According to TDL CEO Michael Chanter - when speaking exclusively to ARN - the acquisition will generate a 10 per cent increase in profitability without even factoring in CNI's future work for the company’s customers. This is all while adding just five per cent to TDL’s overall workforce of more than 300 people.

"The number of people is less relevant than the intellectual property,” Chanter explained. “CNI is able to leverage that for customers efficiently. They’re a little bit different to a typical professional services-oriented business, where revenue and people track pretty closely.

"Plus we have 1600 customers; they have less than 50. We only have to scratch the surface when going out to our customers and offering them new services that are relevant."

Founded by Toby Alcock in 1999, CNI is a cloud service provider specialising in Microsoft Azure.

In boasting attributes of being a Microsoft certified gold partner and having a tier-1 Cloud Solution Provider (CSP) certification, the choice to acquire the firm was a “no-brainer”, according to Chanter.

"Firstly, CNI is a successful profitable business: what Toby has done there is build a scalable model with a lot of IP in it, which enables them to deliver some really unique solutions in the Azure space," he added.

"We can take that IP through a scalable model and plug it into our 1,600 customers and then hopefully deliver some really good value for those customers.
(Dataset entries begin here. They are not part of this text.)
PR #190, opened 2021-05-30
Fix/neighbor search

geekbeast:
Switched to using allEntitySetIds. The paged requests aren't in great shape and it's not clear how the arguments are used.


geekbeast:
This picked up some changes from realtime linking controller.

UnsungHero97 (approved):

geekbeast:
Admin override with 1 approval.

PR #191, opened 2021-06-03
Feature/server side entity id generation

geekbeast:
Exposes an endpoint to make it easy for frontend applications to assign entity key ids, based off a subset of properties.


UnsungHero97 (approved):

geekbeast:
Overriding with 1 approval.

PR #201, opened 2021-06-10
Fix/cleanup datastore elasticsearch impls

geekbeast:
Should do thorough testing of this-- it is unclear why we were still using the non-Kotlin version.


datastore/src/main/java/com/openlattice/datastore/pods/DatastoreServicesPod.java
```diff
@@ -549,7 +550,7 @@ public AwsAuth0TokenProvider auth0TokenProvider() {
 
     @Bean
     public ConductorElasticsearchApi conductorElasticsearchApi() {
-        return new DatastoreElasticsearchImpl( datastoreConfiguration.getSearchConfiguration() );
+        return new DatastoreKotlinElasticsearchImpl(  datastoreConfiguration.getSearchConfiguration() );
```
UnsungHero97, line 553: Why not `ConductorElasticsearchImpl`?

UnsungHero97 (approved):

geekbeast:
Overriding and merging with 1 approval.

PR #208, opened 2021-06-24
Make compatible with gradle 7.

geekbeast:


geekbeast:
Admin override merge to enable gradle 7 builds

PR #209, opened 2021-06-24
Update repos.gradle

geekbeast:
Gradle doesn't like http anymore


geekbeast:
Overriding and merging for gradle 7 upgrade.

PR #218, opened 2021-07-16
add logging

anzioka:
PR:
Log error when PartitionManager.getDefaultPartitions(organizationId) returns null. 

This is an attempt to figure out why CollectionsManager.addTypeToEntityTypeCollectionTemplate(entityTypeCollectionId, collectionTemplateType) results in an error: `null cannot be cast to non-null type com.geekbeast.rhizome.hazelcast.DelegatedIntList`


conductor-client/src/main/kotlin/com/openlattice/data/storage/partitions/PartitionManager.kt
```diff
@@ -58,7 +58,12 @@ class PartitionManager @JvmOverloads constructor(
     }
 
     fun getDefaultPartitions(organizationId: UUID): List<Int> {
-        return organizations.executeOnKey(organizationId, OrganizationReadEntryProcessor { DelegatedIntList(it.partitions) }) as DelegatedIntList
+        val partitions = organizations.executeOnKey(organizationId, OrganizationReadEntryProcessor { DelegatedIntList(it.partitions) })
+        if (partitions == null) {
+            logger.error("ERROR: loading default partitions for organization {} returned null", organizationId);
```
UnsungHero97, line 63: `logger.error` will already print the `ERROR` prefix.

```suggestion
            logger.error("loading default partitions for organization {} returned null", organizationId);
```

UnsungHero97 (approved):

UnsungHero97 (approved):

conductor-client/src/main/kotlin/com/openlattice/data/storage/partitions/PartitionManager.kt
```diff
@@ -58,7 +58,10 @@ class PartitionManager @JvmOverloads constructor(
     }
 
     fun getDefaultPartitions(organizationId: UUID): List<Int> {
-        return organizations.executeOnKey(organizationId, OrganizationReadEntryProcessor { DelegatedIntList(it.partitions) }) as DelegatedIntList
+        val partitions = organizations.executeOnKey(organizationId, OrganizationReadEntryProcessor { DelegatedIntList(it.partitions) })
+        checkNotNull(partitions, {"default partitions for organization $organizationId should not be null"})
```
geekbeast, line 62: Doesn't kotlin allow checkNotNull(...) {...}? Minor style change as template is only evaluated on null either way.

geekbeast (approved):
Style comment, lgtm

conductor-client/src/main/kotlin/com/openlattice/data/storage/partitions/PartitionManager.kt
anzioka: ah, yes
https://kotlinlang.org/api/latest/jvm/stdlib/kotlin/check-not-null.html

PR #239, opened 2021-08-31
split getCollaborationsWithId from getCollaborations

solomontang:


solomontang:
see https://github.com/openlattice/openlattice/pull/241

PR #721, opened 2023-02-20
only change bin uncertainties if they exist

JanWeldert:
For some reason it is possible to run a distribution maker (make plots with it) without actually running the distribution maker (apply all the stages). This can lead to the fact that 'bin_unc2' is not in the containers, but the hypersurface stage tries to change it. Now the stages checks if the key exists


JanWeldert:
Again, I have no idea why all these commits appear here. The only important one is the last one

philippeller (approved):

We haven’t worked with CNI much but we’ve known each other quite well for a long time - for more than eight years.

“The Microsoft ecosystem is not enormous. We were out there looking for someone with the right capabilities and when speaking with Toby it was apparent that it would be a good match for a number of reasons: culturally, in terms of customer requirements and it was a bit of a no-brainer from that."

Although Chanter said the two parties had a number of shared customers, he claimed they largely did not compete.

"There were some customers where they had some capabilities we didn’t have, but I wouldn’t call that a compete - just different things for the same customer,” he said. "It made sense that we could do those things rather than just have partners in there.

"The reverse also applies: we can assist them in areas like Workspace, where they don’t have the same level of capability as we do.

“It’s exciting for the CNI team because it allows them to provide some leadership in a large organisation, and take some of the benefits in terms of scale and process, plus support around project management that a small business may struggle to deliver."

Although details of the acquisition were not revealed in the announcement, Chanter said he expected its value to be revealed early next year.

As reported by ARN, TDL announced it had acquired CNI on 8 October in a move designed to increase its capacity to provide customers with hybrid IT services and solutions through Microsoft Azure in the public cloud.